The hearing officer recommended the Director find that the arresting officer had probable cause to believe Nothnagel was operating a motor vehicle while under the influence and while having a blood alcohol content in violation of Neb.Rev.Stat. § 60-6,196 (Reissue 2004). The hearing officer proposed that Nothnagel's license be revoked for the statutory period. The Director adopted the hearing officer's recommendations and ordered revocation of Nothnagel's driver's license for 1 year.

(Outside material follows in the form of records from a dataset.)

PR #7560, opened 2022-10-12
PHP 8 email line break change

sbulen:
Emails were not getting sent properly due to malformed headers under the following circumstances:
 - PHP 8+
 - Unix only (Windows worked OK)
 - Mail type PHP only (SMTP worked OK)

Due to a change in PHP 8, the PHP mail() function now expects line endings to be "\r\n", even on linux systems.  The old SMF logic that changed the line endings per the OS was actually breaking things when using the mail type of PHP on linux.

This fix has been tested on all variants of PHP7.4 vs PHP8.1, windows vs linux, PHP vs SMTP.  

See forum discussion:
https://www.simplemachines.org/community/index.php?topic=583842.0

See PHP 8 bug report & discussion.  Note the bug report was closed w/o action, saying the new behavior is in line with the RFC:
https://github.com/php/php-src/issues/8086

### DIFF
--- a/Sources/Subs-Post.php
+++ b/Sources/Subs-Post.php
@@ -572,8 +572,8 @@ function sendmail($to, $subject, $message, $from = null, $message_id = null, $se
 	// Use sendmail if it's set or if no SMTP server is set.
 	$use_sendmail = empty($modSettings['mail_type']) || $modSettings['smtp_host'] == '';
 
-	// Line breaks need to be \r\n only in windows or for SMTP.
-	$line_break = $context['server']['is_windows'] || !$use_sendmail ? "\r\n" : "\n";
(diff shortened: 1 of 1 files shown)


sbulen:
Opted for a slightly safer solution that only tweaked the behavior for 8x.  

7x is left as-is.  

Although my tests in 7x were OK, it's possible that some other environments really won't like the crlf going to mail().  E.g., in the php bug report above, some users complained that crlf was translated to crcrlf in their systems, since their envs were performing a lf => crlf conversion, resulting in broken headers...  Best to play it safe...

BrickOzp (approved):

sbulen:
Thanks, @BrickOzp !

Upon a petition for review filed by Nothnagel, the Red Willow County District Court entered an order finding that the evidence did not support the hearing officer's determination that Nothnagel "refused to allow the blood draw" and that there was no evidence to establish that Nothnagel refused to submit to a chemical test of her blood, breath, or urine upon the direction of a peace officer. The court noted that at the ALR hearing, the arresting officer testified that he transported Nothnagel to the hospital for examination and to perform a chemical test. When asked if Nothnagel had submitted to a *153 chemical test, the officer responded, "No, she did not."

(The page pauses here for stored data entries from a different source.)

PR #7564, opened 2022-10-17
Make the hidden members visible in the online list

### LINKED ISSUE #7543: Hidden members hide names for admins
https://github.com/SimpleMachines/SMF/blob/aee494fe17322c24c2076cc084b3f4559e61db5b/Themes/default/Who.template.php#L68

When members are hidden and a admin browses action=who, their username does not show at all, just their IP.

This is because of a .hidden generic css we have: https://github.com/SimpleMachines/SMF/blob/aee494fe17322c24c2076cc084b3f4559e61db5b/Themes/default/css/index.css#L4030-L4032

There is a more specific CSS already: https://github.com/SimpleMachines/SMF/blob/aee494fe17322c24c2076cc084b3f4559e61db5b/Themes/default/css/index.css#L3922-L3924   which was added in #3949

DiegoAndresCortes:
Fixes #7543

### DIFF
--- a/Themes/default/css/index.css
+++ b/Themes/default/css/index.css
@@ -3920,6 +3920,7 @@ p.information img {
 	margin-top: -1px !important;
 }
 span.member.hidden {
+	display: inline-block;
 	font-style: italic;
 }
 


jdarwood007:
I look at my own suggestion now and think its a poor one.  Maybe it would be better if the template did: `$member['is_hidden'] && !$user_info['is_admin']`?  Implying it would only apply the hidden class to those who are hidden and the user viewing this is not an admin.

DiegoAndresCortes:
Not sure I get that, it already skips the hidden users if you can't see them.

I think it's this condition?
```
if (!allowedTo('moderate_forum'))
		$conditions[] = '(COALESCE(mem.show_online, 1) = 1)';
```

jdarwood007:
I was thinking from the template:
https://github.com/SimpleMachines/SMF/blob/aee494fe17322c24c2076cc084b3f4559e61db5b/Themes/default/Who.template.php#L68

So then it wouldn't apply the hidden css class.

DiegoAndresCortes:
So we would be removing the visual hint that they are hidden?
Also it'd be `!allowedTo('moderate_forum')` because that's what the query uses, so not only admins can see hidden users, apparently.

jdarwood007:
Oh, I guess the hint would be appropriate.  I thought about the fact that we are using a .hidden and it is using a css display property to make it visible.  Ignore and continue.

DiegoAndresCortes:
Alright so I suppose the single commit is the easiest approach to fix this

sbulen (approved):
LGTM

PR #7565, opened 2022-10-17
Only disable bbc when its not a message

### LINKED ISSUE #7404: Setting for signatures affects the `url` BBC in entire posts
#### Description
This was reported on the Bug Reports board (relevant details are on page 4):
https://www.simplemachines.org/community/index.php?topic=580848.60

If you disable `url` BBC, all links in topics stop working and not just in the signature:
Capturar

So signatures should be separate from posts when it comes to the `url` BBC.

DiegoAndresCortes:
Fixes #7404

### DIFF
--- a/Sources/Subs.php
+++ b/Sources/Subs.php
@@ -1592,7 +1592,7 @@ function parse_bbc($message, $smileys = true, $cache_id = '', $parse_tags = arra
 				);
 		}
 
-		if (!empty($parse_tags))
+		if (!empty($parse_tags) && $message === false)
 		{
 			if (!in_array('email', $parse_tags))
 				$disabled['email'] = true;


jdarwood007 (approved):
Logic looks good, but didn't test.  $message === false, is when we are testing what BBC is available.

DiegoAndresCortes:
These were the results, I posted them somewhere else by mistake.

**Disabled:**
Screenshot_12
Screenshot_11

**Enabled**
Screenshot_14
Screenshot_13

sbulen:
LGTM.  Thanks for the test pix.  Really helps.

Ready to merge?

BrickOzp:
Can you reproduce the original issue if removing my fix?

Otherwise I think your fix looks good.

DiegoAndresCortes:
I didn’t test for it, I assume your fix is still needed because nothing changed prior as far as I could tell.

The district court also found the record devoid of evidence that any chemical test was performed. The court implied the hearing officer was incorrect in determining that Nothnagel had a blood alcohol content in violation of the statute, when no chemical test was performed. Before the court, the Director acknowledged that the hearing officer "misstated her order." The court noted that the Director assigned the misstatement to a "`cut-and-paste error'" and asked the court to find that the hearing officer's findings and recommendations were a "`scrivener['s] error.'" The court concluded that the order of revocation was based upon findings and conclusions not supported by the evidence or the law and that the revocation order should be reversed. It dismissed the revocation proceedings.

The Director reinstated Nothnagel's operating privileges and filed a notice of appeal.

ASSIGNMENTS OF ERROR

On appeal, the Director assigns two errors: The district court erred (1) in finding that the record of the ALR hearing contained no evidence that Nothnagel refused to submit to a chemical test as requested and (2) in failing to make independent findings of fact following a de novo review of the record of the ALR hearing and to determine whether revocation of Nothnagel's driver's license pursuant to Neb.Rev. Stat. § 60-498.01(2) (Reissue 2004) was supported by the court's independent findings.

ANALYSIS

The Director first argues that the district court erred in failing to find evidence that Nothnagel refused to submit to a chemical test when requested to do so by the arresting officer. The issue, therefore, is whether there was sufficient evidence that Nothnagel refused to submit to a chemical test.

The arresting officer's sworn report triggers the ALR process by establishing a prima facie basis for revocation. Snyder v. Department of Motor Vehicles, 274 Neb. 168, 736 N.W.2d 731 (2007).